╭─ Exercise material
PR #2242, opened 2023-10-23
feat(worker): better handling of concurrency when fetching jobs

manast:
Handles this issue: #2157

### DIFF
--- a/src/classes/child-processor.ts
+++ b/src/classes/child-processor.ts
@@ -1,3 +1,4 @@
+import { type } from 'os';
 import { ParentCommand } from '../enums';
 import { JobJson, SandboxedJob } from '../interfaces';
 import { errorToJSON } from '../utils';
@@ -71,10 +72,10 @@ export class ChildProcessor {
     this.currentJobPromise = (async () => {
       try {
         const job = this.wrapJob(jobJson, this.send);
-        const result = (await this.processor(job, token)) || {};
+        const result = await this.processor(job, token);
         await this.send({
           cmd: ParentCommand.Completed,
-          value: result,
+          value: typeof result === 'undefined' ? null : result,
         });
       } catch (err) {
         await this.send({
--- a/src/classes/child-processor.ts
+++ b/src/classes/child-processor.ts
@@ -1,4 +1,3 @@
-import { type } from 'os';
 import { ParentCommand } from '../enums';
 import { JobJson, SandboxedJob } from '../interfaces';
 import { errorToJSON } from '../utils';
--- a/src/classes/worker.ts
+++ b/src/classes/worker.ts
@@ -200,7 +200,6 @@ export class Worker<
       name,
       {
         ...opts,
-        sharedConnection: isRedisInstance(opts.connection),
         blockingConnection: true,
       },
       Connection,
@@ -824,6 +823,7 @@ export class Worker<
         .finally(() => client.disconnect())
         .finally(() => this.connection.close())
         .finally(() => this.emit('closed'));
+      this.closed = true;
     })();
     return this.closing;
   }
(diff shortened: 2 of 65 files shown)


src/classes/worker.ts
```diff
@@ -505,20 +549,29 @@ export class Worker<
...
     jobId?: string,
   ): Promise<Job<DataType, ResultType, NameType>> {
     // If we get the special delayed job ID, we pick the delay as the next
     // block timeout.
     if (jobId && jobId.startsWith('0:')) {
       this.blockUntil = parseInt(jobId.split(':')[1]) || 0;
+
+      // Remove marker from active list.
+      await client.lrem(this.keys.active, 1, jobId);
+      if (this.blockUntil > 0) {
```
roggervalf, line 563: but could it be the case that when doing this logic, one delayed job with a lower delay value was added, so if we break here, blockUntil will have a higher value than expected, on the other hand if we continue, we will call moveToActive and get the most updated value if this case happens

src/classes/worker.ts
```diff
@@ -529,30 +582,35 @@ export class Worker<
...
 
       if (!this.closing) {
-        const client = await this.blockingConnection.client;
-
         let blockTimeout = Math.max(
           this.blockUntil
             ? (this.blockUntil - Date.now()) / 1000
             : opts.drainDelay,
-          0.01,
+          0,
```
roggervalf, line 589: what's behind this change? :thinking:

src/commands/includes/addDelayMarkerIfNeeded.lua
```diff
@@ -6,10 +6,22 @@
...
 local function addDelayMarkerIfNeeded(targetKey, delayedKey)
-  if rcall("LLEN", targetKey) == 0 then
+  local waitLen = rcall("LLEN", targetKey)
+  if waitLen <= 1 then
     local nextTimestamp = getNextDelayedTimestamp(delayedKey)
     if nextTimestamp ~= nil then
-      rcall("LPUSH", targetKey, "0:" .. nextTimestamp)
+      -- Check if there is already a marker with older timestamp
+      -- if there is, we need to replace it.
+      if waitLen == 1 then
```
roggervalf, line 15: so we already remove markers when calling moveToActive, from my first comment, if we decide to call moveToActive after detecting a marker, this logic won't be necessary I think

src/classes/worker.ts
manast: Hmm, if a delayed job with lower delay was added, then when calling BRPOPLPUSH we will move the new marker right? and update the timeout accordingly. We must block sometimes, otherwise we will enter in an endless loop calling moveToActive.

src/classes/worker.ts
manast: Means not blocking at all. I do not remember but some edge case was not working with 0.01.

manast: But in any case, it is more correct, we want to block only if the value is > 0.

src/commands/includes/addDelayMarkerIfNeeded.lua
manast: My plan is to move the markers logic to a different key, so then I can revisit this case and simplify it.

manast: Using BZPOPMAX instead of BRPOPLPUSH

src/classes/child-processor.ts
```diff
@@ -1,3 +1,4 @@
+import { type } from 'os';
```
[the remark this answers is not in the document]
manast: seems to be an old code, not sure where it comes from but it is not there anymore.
╰─
╭─ Exercise material
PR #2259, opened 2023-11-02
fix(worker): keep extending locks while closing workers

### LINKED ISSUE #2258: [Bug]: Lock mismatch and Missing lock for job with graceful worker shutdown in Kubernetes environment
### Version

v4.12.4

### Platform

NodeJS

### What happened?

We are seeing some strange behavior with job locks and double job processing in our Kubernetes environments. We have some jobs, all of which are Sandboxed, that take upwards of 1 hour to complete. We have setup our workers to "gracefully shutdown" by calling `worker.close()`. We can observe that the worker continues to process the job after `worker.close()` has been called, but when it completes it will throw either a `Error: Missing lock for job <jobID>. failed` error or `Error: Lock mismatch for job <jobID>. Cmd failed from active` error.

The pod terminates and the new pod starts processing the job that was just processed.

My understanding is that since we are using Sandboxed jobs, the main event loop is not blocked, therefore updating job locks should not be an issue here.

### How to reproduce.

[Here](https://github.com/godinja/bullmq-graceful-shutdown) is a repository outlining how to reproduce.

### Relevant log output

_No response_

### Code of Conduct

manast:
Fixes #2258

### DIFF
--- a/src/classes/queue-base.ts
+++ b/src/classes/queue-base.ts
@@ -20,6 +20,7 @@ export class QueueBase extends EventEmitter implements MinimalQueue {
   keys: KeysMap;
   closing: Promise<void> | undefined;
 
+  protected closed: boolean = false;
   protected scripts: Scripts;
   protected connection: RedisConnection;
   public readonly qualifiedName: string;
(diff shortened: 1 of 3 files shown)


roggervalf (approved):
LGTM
╰─
-- Work item --
Every line that contains the string "blockingConnection" should be copied from the records.

-- Answer box --
         blockingConnection: true,
-        const client = await this.blockingConnection.client;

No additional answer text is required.